◆ Your assignment ◆
Tally up the lines in the following entries where the string "raise" appears, and answer with the number alone.

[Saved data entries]
▼
PR #277, opened 2026-08-22
fix(data-client): read failures raise DataUnavailable instead of rendering empty

Glimmer0x:
## What

Audited P1: `DataClient` swallowed data-service 5xx responses and transport errors into `return []` / `return None` on five read paths (channel history, DM history, channel roots, thread messages, single message). `read_history` then rendered the failure as a definite "no messages" window — the model draws a confidently wrong conclusion (e.g. "this thread has no replies") from a transient outage, with no error trace.

## Fix

- New `DataUnavailable(RuntimeError)` (in `message_store_models`, re-exported beside `DataNotFound`); the five read paths raise it on ≥400 (except 404) and on transport errors.
- The MCP tool layer surfaces it as an explicit tool error the model can retry. Consumers that already degrade gracefully keep doing so — `resolve_outgoing_root` catches broadly and sends top-level with an honest note.
- 404 absence semantics unchanged (`[]` / `None` / `DataNotFound` as before).
- `lookup_channel_space` deliberately stays lenient (auxiliary lookup; `None` is treated as unknown, not as fact) — noted for a follow-up if it ever matters.

## Testing

New `tests/test_data_client_honest_errors.py` (real aiohttp server: 500s, connection-refused transport errors, and 404-preservation). Full suite green, 0 failures.

### DIFF
--- a/src/puffo_agent/agent/message_store.py
+++ b/src/puffo_agent/agent/message_store.py
@@ -20,6 +20,7 @@ from .reminder_store import ReminderStoreMixin
 PRIOR_CONTEXT_MAX_ITEMS = _models.PRIOR_CONTEXT_MAX_ITEMS
 PRIOR_CONTEXT_MAX_BYTES = _models.PRIOR_CONTEXT_MAX_BYTES
 DataNotFound = _models.DataNotFound
+DataUnavailable = _models.DataUnavailable
 ReceiptDisposition = _models.ReceiptDisposition
 ProcessingState = _models.ProcessingState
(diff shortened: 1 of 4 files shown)


Glimmer0x:
Mechanism review complete. The five read paths preserve the important semantic distinction: 404 remains genuine absence, while 5xx and transport failures surface as retryable uncertainty instead of an empty fact. The exception reaches the MCP boundary without being converted back to an empty window. Targeted tests passed locally. No blocking findings.

PR #278, opened 2026-08-22
fix(inbox): preserve unverifiable thread roots instead of erasing them

Glimmer0x:
## What

Audited P2 from the message-reliability investigation: when a reply referenced a thread root that was not in the local store (root predates the agent joining the channel, aged out, or failed to decrypt), the inbound path **wiped** `thread_root_id` and permanently demoted the reply to a channel-level message. Cross-store evidence showed real thread replies rendered as top-level posts, and the idempotent redelivery path never backfilled the lost reference.

## Fix

- `resolve_incoming_thread_root` now distinguishes an **affirmative mismatch** (wrong channel/space/DM, cycle, over-deep chain — still wiped: those prove the claim wrong) from a **locally unverifiable** root, which keeps the claimed id with a new `thread_root_unverified` flag instead of erasing it. Grouping and thread replies keep working off the claimed id.
- New `PARENT_MISSING` sentinel in `validated_parent` carries the distinction; `validate_incoming_parent_id` behavior is unchanged.
- **Deferred verification on root arrival**: when the claimed message later arrives, `_settle_unverified_thread_claims` applies the same ownership rules the live path uses — matching channel/space (or DM conversation participants) settles the flag; a claimed "root" that is itself a reply re-roots claimants to its own root; anything else wipes the claim.
- The flag is persisted (schema migration with default 0), round-trips through `StoredMessage`, and renders as `thread_root_unverified=true` in message projections so the model knows the thread context may be incomplete.

## Testing

New `tests/test_thread_root_preservation.py` (9 cases): missing-root preservation, mismatch still wipes, persistence + projection round-trip, settle-on-arrival (channel and same-conversation DM), wipe-on-arrival for foreign channel and foreign DM conversation, re-rooting through a late reply, and verified rows untouched. Full suite green.

### DIFF
--- a/src/puffo_agent/agent/bridge_transport.py
+++ b/src/puffo_agent/agent/bridge_transport.py
@@ -658,6 +658,15 @@ async def _bridge_storage_row(client, payload: MessagePayload) -> dict[str, Any]
         if payload.sender_slug == client.slug
         else payload.sender_slug
     ) if payload.envelope_kind == "dm" else ""
+    thread_root_id, thread_root_unverified = (
+        await client._resolve_incoming_thread_root(
+            payload.thread_root_id,
+            payload.channel_id,
+            payload.space_id,
+            expected_envelope_kind=payload.envelope_kind,
+            expected_dm_peer=dm_peer,
+        )
+    )
     return {
         "envelope_id": payload.envelope_id,
         "envelope_kind": payload.envelope_kind,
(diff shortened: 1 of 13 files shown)


Glimmer0x:
Blocking user-flow gap: the inbound half now preserves a missing root as thread_root_unverified, but the outbound half still calls the existing root resolver, which returns no root whenever that same id is absent locally. Reproduction on this PR head: store an inbound reply with missing-root marked unverified, then resolve an outbound send to missing-root; it is still sent top-level. So grouping is preserved, but replying in the thread is not, contrary to the PR's stated flow. Please close the outbound path with a scoped trust rule without weakening cross-channel or DM ownership checks, and add one focused end-to-end regression from inbound preserved reply to outbound threaded send. No need for broader test volume.

Glimmer0x:
Re-review complete: the original blocker is resolved. The preserved unknown inbound root is now replyable outbound through a scoped local claimant, while wrong-channel and wrong-DM claimants are still rejected by the existing scope validator. The thread read path is also closed for rootless local threads. Focused tests passed (86 tests across thread-root preservation and route resolution).

PR #280, opened 2026-08-22
fix(agent): replay processed receipts durably

Glimmer0x:
## Problem

A transient failure while posting `/messages/processing/end:batch` could permanently lose per-message processed status. The local message was already complete, but the server never received the green-dot acknowledgement.

## Architecture

```mermaid
flowchart LR
  A[Turn completion or stale catch-up] --> B[Per-agent messages.db outbox]
  B --> C{Serialized dispatcher}
  C -->|success| D[Server processing runs]
  D --> E[Delete acknowledged rows]
  C -->|transient failure| F[1m / 5m / 10m / hourly]
  F --> C
  C -->|permanent batch 4xx| G[Isolate to singleton]
  G --> C
  H[Restart or reconnect] --> I[0-30s jitter]
  I --> C
```

## What changed

- Adds one durable processing-report outbox to each existing `messages.db`.
- Attempts terminal reports immediately, then retries at 1m, 5m, 10m, and hourly.
- Force-drains all pending rows after restart or transport reconnect.
- Sends at most 50 oldest-first records per request, with one in-flight request and one request per second per Agent.
- Uses deterministic run IDs and allows a recovered terminal result to replace an older pending result for the same run.
- Isolates permanent batch failures so one poison row cannot block valid rows.
- Replaces the stale catch-up in-memory buffer with the same durable path.
- Re-asserts current status after background or mixed replay batches so old reports cannot leave the Agent status stale.
- Makes reporter/dispatcher run latches reusable across `ws-local` attach/detach cycles.
- Leaves keyless/cloud bridge behavior unchanged.

## Verification

- Full `uv run pytest -q`: passed; one existing Windows-only skip.
- Focused processing, staleness, status, lifecycle, and ws-local suites: passed.
- `ruff check`, Python structure check, and `git diff --check`: passed.
- sdist and wheel build: passed.
- Claude Fable 5 High final review: no P0/P1 findings; its only P2 cancellation rollback finding was fixed before this PR.

## Server contract

This relies on the already-merged server PR #304 behavior: duplicate heartbeats are rate-limited, while real status or message-anchor transitions are accepted immediately.


Glimmer0x:
Review blockers are addressed in b8f1316. Processing-report acknowledgements now conditionally mutate the exact persisted payload/version, so a replacement queued during an in-flight upload survives. Stale catch-up now commits the local receipt first and enqueues server completion only after an ACK. Focused tests, pre-commit, CI, and the combined five-PR full suite pass.

PR #287, opened 2026-08-24
feat(send): channel is_encrypted drives the outbound channel format

hellohanchen:
## What

Ports PR #212's format rules onto the 2.0.0 architecture, against puffo-server's coordinated plaintext support (server PR #321, merged):

1. **Channel sends follow `channels.is_encrypted`** — encrypted → sealed envelope (unchanged); plaintext → signed plaintext envelope through the **same** `/v2/agent-runtime/messages:send` freshness pipeline (require_current / held / send_anyway all apply to plaintext channels). Plaintext sends skip device-key resolution entirely.
2. **DMs stay E2EE** — the DM path is untouched; the agent cannot choose a format.
3. **`CHANNEL_FORMAT_MISMATCH` recovery** — on the server's mismatch error the coordinator re-reads the channel policy from the server, updates the cache, and resends **once** in the other format; an unchanged policy surfaces the failure (`error_kind: channel_format_mismatch`).

**Policy cache** (`PuffoCoreMessageClient`): in-memory `_channel_encrypted` populated by space warms (the channel list now carries `is_encrypted`), persisted in `disk_cache` (policy preserved across policy-less rewrites), updated live by the new `channel_update` WS frame, evicted alongside the other channel caches. Unknown/missing/legacy always fails safe to **encrypted**. The coordinator takes the client as an optional `channel_policy_source`; without one (keyless MCP fallback) it stays always-encrypted — keyless channel sends already route through the bridge where the **server** picks the format.

Not needed anymore from the original plan: the old `send_mode` rules (turn-bundle / thread-root) were already deleted upstream in the 2.0.0 release, and synthetic system-message rows keep the store's fail-safe `is_encrypted=True` default.

## Tests

13 new (`test_channel_format_policy.py`): mismatch detector contract, disk-cache policy round-trip + preservation, sealed/plaintext format selection off the policy, mismatch → refresh → cross-format resend, mismatch with unchanged policy fails once, missing-policy-source default, warm/WS-update/ensure/refresh/eviction cache behavior, WS `channel_update` dispatch. Existing manual-construction fixtures updated for the new cache attr. Full suite: **0 failures** (2 pre-existing environment skips).

Depends on a puffo-server deployment carrying #321 (already on server main).

### DIFF
--- a/CHANGELOG.md
+++ b/CHANGELOG.md
@@ -6,6 +6,15 @@ this project adheres to [Semantic Versioning](https://semver.org/).
 
 ## [Unreleased]
 
+### Changed
+
+- **Channel sends follow the channel's format policy.** The channel's
+  `is_encrypted` field alone decides sealed vs signed-plaintext for channel
+  sends; DMs stay encrypted and the agent cannot choose the format. The
+  policy is cached (disk + memory), kept live by `channel_update` frames,
+  and a `CHANNEL_FORMAT_MISMATCH` rejection refreshes the policy once and
+  resends in the channel's current format. (#212)
+
 ## [2.0.0] - 2026-08-23
 
 > Stable Agent Foundation 2.0 release, promoted from `2.0.0a25` without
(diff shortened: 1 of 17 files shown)


hellohanchen:
Superseded: the 2.0.0 port now lives on PR #212 (branch puf-411-agent-send-decision updated to this implementation).

PR #1571, opened 2019-08-12
Allow to cancel ongoing searches

sergiohs84:
Use a flag to abort ongoing searches, since for large accounts they can consume too much time and the results may become obsolete (a more accurate search is already launched or the user has moved to a different view).

### DIFF
--- a/include/megaapi.h
+++ b/include/megaapi.h
@@ -16251,11 +16251,10 @@ public:
 class MegaCancelToken
 {
 public:
-public:
 
     /**
      * @brief Creates an object which can be passed as parameter for some MegaApi methods in order to
-     * cancel the processing associated to the function. @see MegaApi::search
+     * request the cancellation of the processing associated to the function. @see MegaApi::search
      *
      * You take ownership of the returned value.
      *
--- a/include/megaapi.h
+++ b/include/megaapi.h
@@ -12957,7 +12957,8 @@ class MegaApi
          * You take the ownership of the returned value.
          *
          * This function allows to cancel the processing at any time by passing a MegaCancelToken and calling
-         * to MegaCancelToken::setCancelFlag(true).
+         * to MegaCancelToken::setCancelFlag(true). If a valid object is passed, it must be kept alive until
+         * this method returns.
          *
          * @param node The parent node of the tree to explore
          * @param searchString Search string. The search is case-insensitive
@@ -13068,7 +13069,8 @@ class MegaApi
          *  - Incoming shares from other users
          *
          * This function allows to cancel the processing at any time by passing a MegaCancelToken and calling
-         * to MegaCancelToken::setCancelFlag(true).
+         * to MegaCancelToken::setCancelFlag(true). If a valid object is passed, it must be kept alive until
+         * this method returns.
          *
          * You take the ownership of the returned value.
          *
--- a/include/megaapi.h
+++ b/include/megaapi.h
@@ -13003,6 +13003,14 @@ class MegaApi
         MegaNodeList* search(const char* searchString, int order = ORDER_NONE);
 
         /**
+         * @brief Allows to cancel an ongoing search
+         *
+         * Since searches are blocking, if the user refines the search string, the current search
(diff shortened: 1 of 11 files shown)


mattw-mega:
Looks good, though it will cancel all searches in progress - it's possible some app might have multiple windows open, viewing different folders, and the user starts a search in each.   I think ideally we would have a way to cancel a specific request, perhaps a generic cancelRequest, maybe by request tag (which would then have to be assigned on initial request, rather than once it gets to the MegaApi's thread).  thanks

sergiohs84:
> Looks good, though it will cancel all searches in progress - it's possible some app might have multiple windows open, viewing different folders, and the user starts a search in each. I think ideally we would have a way to cancel a specific request, perhaps a generic cancelRequest, maybe by request tag (which would then have to be assigned on initial request, rather than once it gets to the MegaApi's thread). thanks

Thanks for the feedback, @mattw-mega 

The SDK is not able to perform multiple searches at the same time, is it? Since the search call acquires the `sdkMutex`, no more threads can acquire it, so it will cancel the only search in progress. Correct me if I'm missing something, please. (Of course, we can implement searches in parallel in a future, but that's not currently supported AFAIK).

On the other hand, allowing to cancel any request would be a nice feature, but remember that `MegaApi::search()` is a synchronous call, not an asynchronous request :)

mattw-mega:
> On the other hand, allowing to cancel any request would be a nice feature, but remember that `MegaApi::search()` is a synchronous call, not an asynchronous request :)

Yes, good point.   I was thinking that was an async request.   However, even in the synchronous case it's important to tie the cancel to the specific search to be cancelled.    We could have an app with two file-explorer type windows (each with their own thread), viewing different folders in the same MEGA account.  And the user starts a search in each one (and maybe the search takes time to run, and the 2nd one has to wait for the first to finish of course).  And then the user decides not to wait anymore, they cancel the search in window 2, but it's actually window 1's search that gets cancelled.

Or another scenario is just a single window but with a race on the cancel - the search finishes naturally just as the user clicks cancel.   The thread that was searching has already moved on to another operation, and that one gets cancelled instead (as I see there are several different MegaApi calls that use the `processTree()` function, not just search)?   thanks

include/megaapi.h
```diff
@@ -13002,6 +13057,64 @@ class MegaApi
...
+         *
+         * - MegaApi::ORDER_ALPHABETICAL_ASC = 9
+         * Sort in alphabetical order, ascending
+         *
+         * - MegaApi::ORDER_ALPHABETICAL_DESC = 10
+         * Sort in alphabetical order, descending
+         *
+         * @return List of nodes that contain the desired string in their name
+         */
+        MegaNodeList* search(const char* searchString, MegaCancelToken *cancelToken, int order = ORDER_NONE);
```
mattw-mega: Looks great - just one thing we might want to support - if thread B calls cancel(), and thread A was just finishing search() anyway, there's a race condition as to whether the search finished naturally, or whether it noticed the flag in time, and skipped some work.   There's no way for the caller to know which of those occurred, and the caller may want to still display the results as fully valid, if the user effectively clicked a cancel button too late.    Perhaps the MegaCancelToken could also contain a flag as to whether the cancel request had any effect?     Or maybe that's too much detail for this PR - it's certainly looking good anyway.  cheers

sergiohs84: It's certainly another good improvement for the future, but I think the benefit in this case, the `search()` sync call, it's very little. Furthermore, it looks to me that the management of whether the call completed its work before or after the cancellation could require to be specific to each case (it depends on what the app has requested, it's not the same a search than a request to the API, ie.). So let's keep it simple by now.
Thanks for the feedback

include/megaapi.h
```diff
@@ -16135,6 +16248,36 @@ class MegaAchievementsDetails
     virtual long long currentTransferReferrals();
 };
 
+class MegaCancelToken
+{
+public:
+public:
```
jnavarrom:
```suggestion
```

PR #1575, opened 2019-08-19
Address precision warnings

jnavarrom:


src/commands.cpp
```diff
@@ -3723,7 +3723,7 @@ void CommandGetUserData::procresult()
                     }
                     if (auxts)
                     {
-                        dstime diff = (now - auxts) * 10;
+                        dstime diff = dstime((now - auxts) * 10);
```
sergiohs84: Static cast syntax is preferred:
```suggestion
                        dstime diff = static_cast<dstime>((now - auxts) * 10));
```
▲
◆ Answer for the task ◆
2